Бонд отсутствующим взглядом посмотрел на торчавшую из складок его рубашки, запутавшуюся в них рукоятку ножа, и сделал два шага к открытому
иллюминатору. Несколько секунд он стоял неподвижно, уставившись на море и небо. Он глубоко вдыхал свежий воздух и слушал прекрасные звуки,
издаваемые Океаном Жизни, который все еще принадлежал ему и Тиффани, но был уже чужим для двух убийц из Детройта. Наконец, преодолев охватившее
его оцепенение, он не глядя вытащил нож из складок рубашки и бросил его в иллюминатор. Потом, по-прежнему глядя на океанские волны, он поставил
"беретту" на предохранитель, почувствовав, что рука как-будто налилась свинцом, и снова засунул ее за пояс. Неохотно он оторвался от созерцания
океанского простора и повернулся. В каюте был полный разгром, и он, повинуясь какому-то внутреннему чувству, вытер ладони о брюки. Затем,
аккуратно перешагивая через то, что лежало на полу, Бонд подошел к двери в ванную и усталым, лишенным эмоциональной окраски голосом произнес:
- Это я, Тиффани.
Ему никто не ответил, и он открыл дверь ванной комнаты. Она и не могла ответить, так как ничего не слышала. Она лежала в пустой ванне лицом
вниз, зажав уши руками. И даже когда он взял ее на руки и поцеловал в щеку, она не до конца осознала, что происходит, и судорожно прижалась к
нему, проводя пальцами по его лицу и груди, чтобы убедиться, что это действительно он.

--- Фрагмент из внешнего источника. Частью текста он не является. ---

PR #373, opened 2025-12-20
Default Data Overview Panel

x46085:
image

This branch introduces a Data Overview panel for the Elodin Editor that serves as the default view when connecting to a database without a predefined schematic. The panel displays all database components as rows with miniature sparkline graphs showing data trends over time, helping users quickly identify gaps or anomalies in their telemetry data. To handle large datasets without crashing, the system uses a two-phase query approach that first retrieves row counts, then applies server-side SQL downsampling when data volume exceeds a threshold. The panel supports interactive zoom and pan controls, and periodically refreshes to show live data during running simulations.

A significant fix addresses custom timestamp source fields in Elodin-DB. Users can define custom clock fields as timestamp sources for data playback, but these raw clock values were polluting timeline calculations, causing the editor to display incorrect 30-day ranges when actual data spanned only minutes. The solution was implemented at the database level where VTable analysis now identifies timestamp source fields and marks them in component metadata. The database automatically excludes these components from time range calculations, making the behavior transparent to all clients.

The branch also fixes UI consistency issues with the egui_tiles library. The primary window was missing tab bars that appeared correctly in secondary windows, traced to how egui_tiles only renders tab bars for nested Tabs containers. The tile insertion logic now ensures panes are placed within properly nested container structures, and simplification options prevent pruning of single-child tabs containers.

This is the full testing flow:

https://github.com/user-attachments/assets/f2f5a4ed-a601-4d7f-8026-cd78b496399d

---

> [!NOTE]
> Adds a Data Overview panel (default view) with sparkline timelines and two-phase SQL querying, and updates DB to mark/exclude timestamp-source fields from time range calculations.
> 
> - **Editor (UI/UX)**:
>   - **New `Data Overview` panel**: Timeline of all components with per-field sparklines, zoom/pan, periodic refresh; two-phase SQL (range/count → downsampled data). Integrated as default view when no schematic, command palette action, and tile type (`Pane::DataOverview`).
>   - **Query orchestration**: `ComponentTimeRanges` cache and `trigger_time_range_queries` system; clears cache on new connections.
>   - **Tiles/Layouts**: Ensure nested Tabs so tab bars render; robust `insert_tile` handling and prevent pruning single-child tabs.
> - **Database**:
>   - **Timestamp-source detection**: Analyze `VTable` ops to find timestamp source byte ranges; mark overlapping fields as `_is_timestamp_source` in `ComponentMetadata` and persist.
>   - **Time range correctness**: Exclude timestamp-source components from DB-wide time range calculations when opening DB and when inserting components.
> - **Shared/Meta**:
>   - `ComponentMetadata` gains `is_timestamp_source`/`set_timestamp_source` helpers.
>   - Editor deps: add `convert_case` for table-name derivation.
> 
> <sup>Written by [Cursor Bugbot](https://cursor.com/dashboard?tab=bugbot) for commit 1a982d2c432f5b910dba1a593a667a358714d2f8. This will update automatically on new commits. Configure [here](https://cursor.com/dashboard?tab=bugbot).</sup>

### DIFF
--- a/libs/elodin-editor/src/ui/data_overview/mod.rs
+++ b/libs/elodin-editor/src/ui/data_overview/mod.rs
@@ -430,7 +430,8 @@ impl WidgetSystem for DataOverviewWidget<'_, '_> {
             .unwrap_or_else(|| (params.selected_range.0.start, params.selected_range.0.end));
 
         // Add a small margin (5%) to the data range for better visualization
-        let base_span = (data_max.0 - data_min.0).max(1_000_000) as f64; // minimum 1 second
+        let span_us = data_max.0.saturating_sub(data_min.0);
+        let base_span = span_us.max(1_000_000) as f64; // minimum 1 second
         let margin = (base_span * 0.05) as i64;
         let display_data_min = Timestamp(data_min.0.saturating_sub(margin));
 
@@ -441,8 +442,8 @@ impl WidgetSystem for DataOverviewWidget<'_, '_> {
         let max_pan = (base_span - zoomed_span).max(0.0) as i64;
         pane.pan_offset_us = pane.pan_offset_us.clamp(0, max_pan);
 
-        let display_start = Timestamp(display_data_min.0 + pane.pan_offset_us);
-        let display_end = Timestamp(display_start.0 + zoomed_span as i64);
+        let display_start = Timestamp(display_data_min.0.saturating_add(pane.pan_offset_us));
+        let display_end = Timestamp(display_start.0.saturating_add(zoomed_span as i64));
 
         let timeline_width = (available_rect.width() - LABEL_WIDTH).max(100.0);
         let time_span = (display_end.0 - display_start.0).max(1) as f64;


libs/elodin-editor/src/ui/data_overview/mod.rs
```diff
@@ -0,0 +1,1114 @@
...
+                        None
+                    } else {
+                        Some(vals.value(i) as f64)
+                    }
+                })
+                .collect()
+        })
+    };
+
+    values.map(|v| vec![v])
```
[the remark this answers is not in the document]
x46085: Fixed

x46085:
@zxq82lm when you get the light / dark PR landed, I could use your help updating this branch with your changes and then testing it all is working well. Your PR may include some fixes I also made, so having you take this would be helpful.

zxq82lm:
> @zxq82lm when you get the light / dark PR landed, I could use your help updating this branch with your changes and then testing it all is working well. Your PR may include some fixes I also made, so having you take this would be helpful.
---
@x46085
Yep, no problem. We can agree that I’ll take care of rebasing this branch on main?

libs/elodin-editor/src/ui/data_overview/mod.rs
```diff
@@ -0,0 +1,1122 @@
...
+
+        // Apply zoom factor (1.0 = fit all data, >1.0 = zoomed in)
+        let zoomed_span = base_span / pane.zoom_factor.max(0.01) as f64;
+
+        // Apply pan offset (clamped to prevent scrolling beyond data)
+        let max_pan = (base_span - zoomed_span).max(0.0) as i64;
+        pane.pan_offset_us = pane.pan_offset_us.clamp(0, max_pan);
+
+        let display_start = Timestamp(display_data_min.0 + pane.pan_offset_us);
+        let display_end = Timestamp(display_start.0 + zoomed_span as i64);
```
zxq82lm: See related explanation above (Files changed) or below (Conversation):

```
let display_start = Timestamp(display_data_min.0.saturating_add(pane.pan_offset_us));
let display_end = Timestamp(display_start.0.saturating_add(zoomed_span as i64));
```

libs/elodin-editor/src/ui/data_overview/mod.rs
```diff
@@ -0,0 +1,1122 @@
...
+        }
+
+        // Use cached data range, falling back to selected_range if no data yet
+        let (data_min, data_max) = pane
+            .cached_data_range
+            .or(data_time_range)
+            .unwrap_or_else(|| (params.selected_range.0.start, params.selected_range.0.end));
+
+        // Add a small margin (5%) to the data range for better visualization
+        let base_span = (data_max.0 - data_min.0).max(1_000_000) as f64; // minimum 1 second
```
zxq82lm: When loading an example (drone or otherwise), there is a schematic loaded from a path. The UI is then built using the panels defined by the schematic.
- The Data Overview panel computes a "time span" in order to render the timeline.
- At the very beginning, there is still no data in the database, so there is no real interval (no meaningful min/max).
- It then falls back to the default time selection values: Timestamp(i64::MIN) → Timestamp(i64::MAX).
- When it tries to compute max - min, the subtraction overflows (i64::MAX - i64::MIN) and panics.

I tested locally this patch successfully (not sure it is optimal):
```
let span_us = data_max.0.saturating_sub(data_min.0);
let base_span = span_us.max(1_000_000) as f64; // minimum 1 second 
```
And this two lines below (Files changed) or above (Conversation):
```
let display_start = Timestamp(display_data_min.0.saturating_add(pane.pan_offset_us));
let display_end = Timestamp(display_start.0.saturating_add(zoomed_span as i64));
```
---
The idea of the patch:
- saturating_sub performs a "safe" subtraction: if the operation exceeds the numeric bounds, it saturates instead of panicking.
- Then max(1_000_000) enforces a minimum of 1 second, even if the computed span is 0.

Бонд невольно дернулся, когда ее пальцы задели рану на боку, и она отпрянула, посмотрела ему в глаза, а потом - на свои пальцы в крови и на
его ставшую алой от крови рубашку.
- Боже мой, ты ранен, - произнесла она и, забыв о только что пережитом кошмаре, сорвала с него рубашку, промыла рану и забинтовала ее
полосами полотенца, разрезанного опасной бритвой, принадлежавшей одному из убитых.
Она ни о чем не спрашивала, пока Бонд собирал ее брошенную на пол одежду и давал ей указания: одеться и не выходить из ванной, пока он не
приведет каюту в порядок и не протрет все предметы, где могли остаться отпечатки их пальцев. Она просто стояла и смотрела на него сияющими от
счастья и слез глазами. Она ничего не сказала и после того, как Бонд поцеловал ее в губы.
Бонд улыбнулся ей, вышел из ванной, закрыл за собой дверь и принялся за дело. Каждое движение его было рассчитано, но он поминутно
останавливался, чтобы взглянуть на ту или иную деталь каюты глазами полицейских детективов, которые поднимутся на борт корабля в Саутгемптоне.
Сначала он завернул тяжелую пепельницу в свою окровавленную рубашку и, размахнувшись, швырнул ее в волны, как можно дальше от корабля.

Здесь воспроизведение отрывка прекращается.